ATP is a pleiotropic cell-to-cell signaling molecule in the brain that functions through activation of the P2 receptors (P2R), encompassing ionotropic P2XR or metabotropic P2YR. Noxious brain insults increase the extracellular levels of ATP and previous studies have implicated different P2R, namely P2Y1R, in the control of ischemic brain damage, but it remains to be defined if P2Y1R antagonists also alleviate the behavioral impairments associated with brain ischemia. Furthermore, as P2Y1R can control neuronal and glial functions, we explored if P2Y1R antagonist-mediated protection would mainly involve neuronal and/or glial processes.

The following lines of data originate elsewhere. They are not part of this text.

PR #1196, opened 2018-01-15
docs: add new doc, HowToDebug.md

sunghan-chang:
This shows how to debug TizenRT.
1. how to use ramdump
2. describe debug utils like ps, stackmonitor and so on
More item will be added.


seinfra:
Code Rule Check OK.

PR #1197, opened 2018-01-15
armv7-m/up_assert: wrap CONFIG_ARMV7M_MPU to 'mpu_show_regioninfo'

Adult male mice subject to permanent middle cerebral artery occlusion (pMCAO) displayed an infarcted cortical area (2,3,5-triphenyltetrazolium chloride staining), decreased neurological score with decreased working and reference memory performance (Y-maze, object recognition and aversive memory), accompanied by neuronal damage (FluoroJade C), astrogliosis (glial fibrillary acidic protein) and microgliosis (CD11b). All of these changes were attenuated by intracerebroventricular pre-treatment (10 min before pMCAO) with the generic P2R antagonist 4-[(E)-{4-formyl-5-hydroxy-6-methyl-3-[(phosphono-oxy)methyl]pyridin-2-yl}diazenyl]benzene-1,3-disulfonic acid (PPADS, 0.5-1.0 nmol/μL). In contrast, the selective P2Y1R antagonist (1R*,2S*)-4-[2-Iodo-6-(methylamino)-9H-purin-9-yl]-2-(phosphono-oxy)bicycle[3.1.0] hexane-1-methanol dihydrogen phosphate ester (MRS2500, 1.0-2.0 nmol/μL) afforded equivalent behavioral benefits but only prevented neuronal damage but not astrogliosis or microgliosis upon pMCAO. These results indicated that P2Y1R-associated neuroprotection mainly occurred through neuronal mechanisms, whereas other P2R were also involved in the control of astrocytic reactivity upon brain injury.